Segment Start: DATASET EXTRACT
PR #6955, opened 2026-09-07
fix(store): detect changes in sparse array positions

ephraimduncan:
## Problem

Shallow selectors can keep an empty array position after a new value replaces it. The result also depends on the argument order.

The reproduction uses `@assistant-ui/store` 0.3.12 source at base `7fd03e375b41101f9ff57874d11e4f8eb0e80c4a`. This command runs from the repository root with Bun:

```sh
bun -e '
import { shallowEqual } from "./packages/store/src/utils/shallow-equal.ts";
const before = new Array(1);
const after = [42];
assert.equal(shallowEqual(before, after), false);
assert.equal(shallowEqual(after, before), false);
'
```

## Root cause

`Array.prototype.every` skips empty positions in the first array. Thus, `new Array(1)` compares equal to `[42]`, but the reverse comparison returns `false`.

## Change

The shared comparator visits each array index. Shallow selectors accept values that replace empty positions. Empty positions still compare as `undefined`. Length checks and `Object.is` comparisons stay unchanged.

## Verification

The reproduction and the regression test returned `true` instead of `false` before the correction. The same checks pass after the correction.

- `pnpm --filter @assistant-ui/store test src/utils/shallow-equal.test.ts` passes all four tests.
- `pnpm --filter @assistant-ui/tap build && pnpm --filter @assistant-ui/store build` completes.
- Scoped `oxlint` and `oxfmt --check` pass for the changed TypeScript files.
- Direct API checks pass for the freshly built client export. Real hook checks cover filled positions, cleared positions, and equal-value reference reuse.

## Public surface

`@assistant-ui/store` receives a patch changeset. Public exports and signatures stay unchanged. Documentation, API-reference output, and templates need no changes.

<a href="https://cubic.dev/pr/assistant-ui/assistant-ui/pull/6955?utm_source=github" target="_blank" rel="noopener noreferrer" data-no-image-dialog="true"><picture><source media="(prefers-color-scheme: dark)" srcset="https://www.cubic.dev/buttons/review-in-cubic-dark.svg"><source media="(prefers-color-scheme: light)" srcset="https://www.cubic.dev/buttons/review-in-cubic-light.svg">Review in cubic</picture></a>

<a href="https://rupic.dev/s/s2.Yg-CIUC7_VtpeCJZSOaF3BRR2QHujDZSvPbTE-ar585g9WN6a_duBiDNkWM?ref=github" target="_blank" rel="noopener noreferrer"><picture><source media="(prefers-color-scheme: dark)" srcset="https://rupic.dev/badges/track-dark-v1.svg">Track in Rupic</picture></a>

### DIFF
--- a/.changeset/shallow-sparse-array-positions.md
+++ b/.changeset/shallow-sparse-array-positions.md
@@ -1,0 +1,5 @@
+---
+"@assistant-ui/store": patch
+---
+
+fix: detect values that replace empty positions in sparse arrays during shallow comparison
--- a/packages/store/src/utils/shallow-equal.test.ts
+++ b/packages/store/src/utils/shallow-equal.test.ts
@@ -1,0 +1,37 @@
+import { describe, expect, it } from "vitest";
+import { shallowEqual } from "./shallow-equal";
+
+describe("shallowEqual", () => {
+  it("detects a value in a previously empty array position", () => {
+    const sparse = new Array<number>(1);
+    const filled = [42];
+
+    expect(shallowEqual(sparse, filled)).toBe(false);
+    expect(shallowEqual(filled, sparse)).toBe(false);
+  });
+
+  it("compares sparse values at their array positions", () => {
+    const left = new Array<number>(2);
+    left[0] = 42;
+    const right = new Array<number>(2);
+    right[1] = 42;
+
+    expect(shallowEqual(left, right)).toBe(false);
+    expect(shallowEqual(right, left)).toBe(false);
+  });
+
+  it("treats empty array positions as undefined", () => {
+    const sparse = new Array<undefined>(1);
+
+    expect(shallowEqual(sparse, new Array<undefined>(1))).toBe(true);
+    expect(shallowEqual(sparse, [undefined])).toBe(true);
+    expect(shallowEqual([undefined], sparse)).toBe(true);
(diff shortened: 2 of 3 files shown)


okisdev (approved):
approving. `Array.prototype.every` skips holes, so the array branch was asymmetric: `shallowEqual(new Array(1), [42])` returned true while the reverse returned false. #5067 already closed the object dimension of this same comparator on the same reasoning. i ran this rather than read it: reverting `shallow-equal.ts` to the merge base while keeping your test file gives 1 failed, 3 passed, with the failure landing exactly on `shallowEqual(sparse, filled)`; on your head all four pass and the package suite is 198 green. treating a hole as `undefined` is also the right call, since a consumer reading by index cannot tell the two apart, and the `i in a` alternative would add two checks per element to a comparator that runs on every publish.

worth stating in the body rather than leaving implicit: no path inside this repo produces a sparse array, since every array reaching this comparator comes from map, filter, or a literal. the fix rests on `shallowEqual` being exported from `@assistant-ui/store/client`, which makes it the one instance a third party can feed a hole. the same `.every` pattern is still live in eight other comparators, tracked in #6967; those are module private with repo controlled inputs, so they do not block this and belong in their own sweep.

PR #6956, opened 2026-09-07
fix(react): keep empty mention categories empty

ephraimduncan:
## Problem

- An empty `categories` list exposes flat mention items instead of an empty result. The same error occurs after the last category disappears.
- Reproduced on base `7fd03e375b41101f9ff57874d11e4f8eb0e80c4a` (`@assistant-ui/react` 0.15.18). This component displays Alice before the correction and `[]` afterward:

```tsx
import { unstable_useMentionAdapter } from "@assistant-ui/react";

export function Repro() {
  const { adapter } = unstable_useMentionAdapter({
    items: [{ id: "alice", type: "person", label: "Alice" }],
    categories: [],
  });
  return <pre>{JSON.stringify(adapter.search?.(""))}</pre>;
}
```

## Root cause

- The hook selects categorized mode only when the category list contains entries. An empty list therefore activates the flat-item path.

## Change

- A supplied `categories` list takes precedence over `items`, including an empty list, as the existing options contract specifies.
- The existing categorized adapter handles the empty result. Tool-category selection and flat mode without categories remain unchanged.

## Verification

- `pnpm --filter @assistant-ui/react exec vitest run src/unstable/useMentionAdapter.test.tsx`: the two new regression cases failed before the correction. All nine tests passed afterward.
- An unmocked React DOM smoke check in JSDOM confirmed initial empty categories, populated categories, category removal, and omitted categories.
- Scoped Oxlint and formatting checks passed. `node scripts/check-changesets.mjs` passed.

## Public surface

- `@assistant-ui/react` receives a patch changeset. Public exports and signatures remain unchanged.
- Existing documentation already specifies category precedence. API-reference output and templates remain unchanged.

<a href="https://cubic.dev/pr/assistant-ui/assistant-ui/pull/6956?utm_source=github" target="_blank" rel="noopener noreferrer" data-no-image-dialog="true"><picture><source media="(prefers-color-scheme: dark)" srcset="https://www.cubic.dev/buttons/review-in-cubic-dark.svg"><source media="(prefers-color-scheme: light)" srcset="https://www.cubic.dev/buttons/review-in-cubic-light.svg">Review in cubic</picture></a>

<a href="https://rupic.dev/s/s2.1gcO5D4NUB3r88XImC9cBlMgBQjbvx7yGHAoVYRDEVm0oYSHDysQS559cd8?ref=github" target="_blank" rel="noopener noreferrer"><picture><source media="(prefers-color-scheme: dark)" srcset="https://rupic.dev/badges/track-dark-v1.svg">Track in Rupic</picture></a>

### DIFF
--- a/.changeset/empty-mention-categories.md
+++ b/.changeset/empty-mention-categories.md
@@ -1,0 +1,5 @@
+---
+"@assistant-ui/react": patch
+---
+
+fix: ignore flat mention items when categories is an empty list
--- a/packages/react/src/unstable/useMentionAdapter.test.tsx
+++ b/packages/react/src/unstable/useMentionAdapter.test.tsx
@@ -11,7 +11,10 @@ import type { Unstable_TriggerAdapter } from "@assistant-ui/core";
 import { useState } from "react";
 import { beforeEach, describe, expect, it, vi } from "vitest";
 import { TriggerNavigationResource } from "../primitives/composer/trigger/triggerNavigationResource";
-import { unstable_useMentionAdapter } from "./useMentionAdapter";
+import {
+  unstable_useMentionAdapter,
+  type Unstable_UseMentionAdapterOptions,
+} from "./useMentionAdapter";
 
 const runtime = vi.hoisted(() => {
   const state = {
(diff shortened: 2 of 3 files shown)


okisdev (approved):
approved. what convinced me is that this isn't a new rule, it's removing a contradiction the file already carried: `includeTools` on line 148 computes `!items && !categories`, and `![]` is `false`, so an empty `categories` array already counted as supplied for the tools default while `isCategorized` on line 155 said it did not. blame puts that `.length > 0` in #6706 as a mechanical carry of the older `if (categories && categories.length > 0)` truthiness guard, so nothing intentional is being undone.

i ran it rather than only reading it. 9/9 in a worktree with the fix, and reverting line 155 alone fails exactly your two new cases, so the repro holds in both directions. i also probed the one behavior that moves and the description does not mention: `categories: []` together with `includeModelContextTools: true` now yields a `Tools` drill-down group where it used to yield a flat list. that reads as the right side of the change, since it is what the options table in mentions.mdx and the `Unstable_ModelContextToolsOptions` JSDoc already promise, and it removes the mode flip a popover would do while async categories load. `useSlashCommandAdapter` is flat only, so nothing else carries the pattern.

one nit i am not asking you to change: line 148 asks the same question as line 155, just as `!categories` rather than `categories !== undefined`.

PR #6957, opened 2026-09-07
fix(store): expire falsy values in the last-valid cache

ephraimduncan:
## Problem

The last-valid cache retains `0`, `false`, `""`, and `NaN` after the stale window. Cached `null` and `undefined` bypass that window entirely.

The reproduction applies to base `7fd03e375b41101f9ff57874d11e4f8eb0e80c4a`, where `@assistant-ui/store` is version `0.3.12`. From the repository root, `bun repro.mjs` runs this snippet:

```js
import { createLastValidCache } from "./packages/store/src/utils/last-valid-cache.ts";

const pending = [];
let reports = 0;
const cache = createLastValidCache(
  () => { reports++; },
  callback => pending.push(callback),
);
assert.equal(cache.resolve(true, () => 0), 0);
assert.equal(cache.resolve(false, () => 99), 0);
for (const callback of pending.splice(0)) callback();
assert.equal(reports, 1);
assert.equal(cache.resolve(false, () => 99), 99);
```

## Root cause

The expiry condition uses truthiness, but the return expression uses nullish fallback. Neither condition distinguishes an empty cache from all permitted values.

## Change

All cached values remain available during the stale window and expire afterward. A private symbol marks an empty cache without a wrapper object for each update. Generation-based expiry cancellation stays unchanged.

## Verification

- The reproduction fails before the correction because `reports` remains `0`, and passes afterward.
- `pnpm --filter @assistant-ui/store test src/utils/last-valid-cache.test.ts`: six regression cases fail before the correction, and all 12 tests pass afterward.
- `pnpm exec turbo build --filter=@assistant-ui/store --force`: the store and tap builds pass without cached build output.
- A Node smoke check through the rebuilt `@assistant-ui/store/client` entry passes for nine values with `queueMicrotask`, including expiry and subsequent resolver errors.
- Scoped Oxlint checks and `pnpm changesets:check` pass.

## Public surface

`@assistant-ui/store/client` retains its exports and public signatures. The PR includes a store patch changeset. Documentation, API-reference output, and templates remain unchanged because their contracts do not change.

<a href="https://cubic.dev/pr/assistant-ui/assistant-ui/pull/6957?utm_source=github" target="_blank" rel="noopener noreferrer" data-no-image-dialog="true"><picture><source media="(prefers-color-scheme: dark)" srcset="https://www.cubic.dev/buttons/review-in-cubic-dark.svg"><source media="(prefers-color-scheme: light)" srcset="https://www.cubic.dev/buttons/review-in-cubic-light.svg">Review in cubic</picture></a>

<a href="https://rupic.dev/s/s2.dubXz6RlXsok2O9w4eJZXYQambrfRQGZ9U4TJ4_TTF_JGIfz3kgLuWga70c?ref=github" target="_blank" rel="noopener noreferrer"><picture><source media="(prefers-color-scheme: dark)" srcset="https://rupic.dev/badges/track-dark-v1.svg">Track in Rupic</picture></a>

### DIFF
--- a/.changeset/last-valid-cache-falsy-values.md
+++ b/.changeset/last-valid-cache-falsy-values.md
@@ -1,0 +1,5 @@
+---
+"@assistant-ui/store": patch
+---
+
+fix: expire falsy values in the last-valid cache and preserve cached null and undefined during the stale window.
--- a/packages/store/src/utils/last-valid-cache.test.ts
+++ b/packages/store/src/utils/last-valid-cache.test.ts
@@ -26,20 +26,27 @@ describe("createLastValidCache", () => {
     expect(cache.resolve(false, () => "fresh")).toBe("b");
   });
 
-  it("drops the cache and reports once the stale window settles", () => {
-    const scheduler = createScheduler();
-    const reportStale = vi.fn();
-    const cache = createLastValidCache<string>(reportStale, scheduler.schedule);
+  it.each([0, false, "", null, undefined, NaN, "a"])(
+    "drops cached %o and reports once the stale window settles",
+    (value) => {
+      const scheduler = createScheduler();
+      const reportStale = vi.fn();
+      const cache = createLastValidCache<unknown>(
+        reportStale,
+        scheduler.schedule,
+      );
 
-    cache.resolve(true, () => "a");
-    expect(cache.resolve(false, () => "fresh")).toBe("a");
-    scheduler.flush();
-    expect(reportStale).toHaveBeenCalledTimes(1);
+      expect(cache.resolve(true, () => value)).toBe(value);
+      expect(cache.resolve(false, () => "fresh")).toBe(value);
+      expect(cache.resolve(false, () => "fresh")).toBe(value);
+      scheduler.flush();
+      expect(reportStale).toHaveBeenCalledTimes(1);
 
-    const resolveItem = vi.fn(() => "fallthrough");
-    expect(cache.resolve(false, resolveItem)).toBe("fallthrough");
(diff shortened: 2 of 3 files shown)


okisdev (approved):
approving. the condition swap is the right fix and it lands on the cause: `if (last) expire()` and `last ?? resolveItem()` were both standing in for "is the cache populated", which neither can express for a generic `T`, so falsy entries never scheduled an expiry and cached `null` / `undefined` skipped the stale window entirely.

i ran the diff rather than reading it. a matrix over `0`, `false`, `""`, `NaN`, `-0`, `0n`, `null`, `undefined` reproduces both defects against `7fd03e375` and shows them gone after, and reverting `last-valid-cache.ts` to main while keeping your tests fails 6 of the 7 `it.each` cases, so that table is a real regression net rather than decoration. full store suite is 200/200 locally, oxlint, oxfmt and `changesets:check` clean. the `EMPTY` sentinel is also what the package already reaches for (`UNAPPLIED` in `tap-assistant-context.ts`), so it introduces no new pattern.

one thing worth recording rather than fixing: nothing in this repo can reach the bug today. every call site instantiates `T` as an object handle, and both consumers (`@assistant-ui/vue`, `@assistant-ui/svelte`) are still private at `0.0.0`. it earns the patch anyway, since `createLastValidCache` is a published export of `@assistant-ui/store/client`, hoisted there in #5913 precisely so the bridges could not drift, and a public generic that misbehaves for primitive `T` is worth closing before someone outside the repo instantiates it that way. just not a user-visible fix.

PR #6959, opened 2026-09-07
fix(mcp-docs-server): exit the proxy when stdin closes

ephraimduncan:
## Problem

the docs proxy stays alive after its client goes away. `runProxy` settles only when one of its two transports reports a close, and stdin reaching EOF is not one of those events, so the process keeps running behind an open HTTP event stream.

affected base: `7fd03e375b41101f9ff57874d11e4f8eb0e80c4a` (`@assistant-ui/mcp-docs-server` 0.3.0).

at the process level, against a local MCP server so no network is involved: start `src/stdio.ts` with `ASSISTANT_UI_MCP_URL` pointing at it, complete the initialize handshake, then close the child's stdin. on `main` the child is still alive 15 seconds later; with this change it exits with code 0.

the same thing reproduces in-process without a server, because `runProxy` itself never settles. after `pnpm install --frozen-lockfile`, from `packages/mcp-docs-server`:

```sh
node --import tsx --input-type=module <<'JS'
import { PassThrough } from 'node:stream';
import { runProxy } from './src/proxy.ts';
const stdin = new PassThrough();
const proxy = runProxy({
  url: new URL('https://example.invalid/mcp'),
  stdin,
  stdout: new PassThrough(),
});
const timeout = setTimeout(() => {
  throw new Error('Proxy did not close after EOF');
}, 2000);
stdin.end();
await proxy;
clearTimeout(timeout);
console.log('Proxy closed after EOF');
JS
```

## Root cause

`StdioServerTransport.start()` subscribes to `data` and `error` on stdin and nothing else, and its `onclose` fires only from an explicit `close()`. nothing turns "stdin is finished" into a transport close, so `runProxy` waits on `closed` forever.

## Change

`runProxy` hands stdin to `stream.finished(input, { writable: false })` and closes the stdio transport from that callback, through the existing shutdown path that closes the HTTP transport with it. reaching for the platform primitive instead of a hand-rolled `end` listener is what makes this cover every way stdin can stop rather than one of them: a clean EOF, an EOF on a stream that never emits `close`, a stream destroyed without EOF, and a stream that had already finished before the proxy started. the cleanup function `finished` returns runs in `finally`, so the proxy leaves no listeners behind on a `process.stdin` that outlives it.

## Verification

- `pnpm --filter @assistant-ui/mcp-docs-server test`: 5 passed. each of the four new cases times out against `main`'s `proxy.ts` and passes with the change.
- process level: with a local MCP server and a completed handshake, the CLI is still alive 15 seconds after stdin EOF on `main`, and exits with code 0 with this change.
- `tsc --noEmit` is clean, scoped oxlint and oxfmt pass, and `pnpm changesets:check` and `pnpm changeset-semver:check` pass.

known and left out of this PR: closing the HTTP transport aborts its in-flight request, so a clean shutdown now prints one `HTTP transport error [AbortError]` line on stderr. that is shutdown log policy rather than the hang, and pinning it needs a streaming SSE test harness this file does not have yet, so it is tracked in #6968.

## Public surface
Segment End: DATASET EXTRACT
### [WHAT TO DO]
In the entries above, count each line holding the word "docs" and give that count alone.

### [TASK RESULT]
5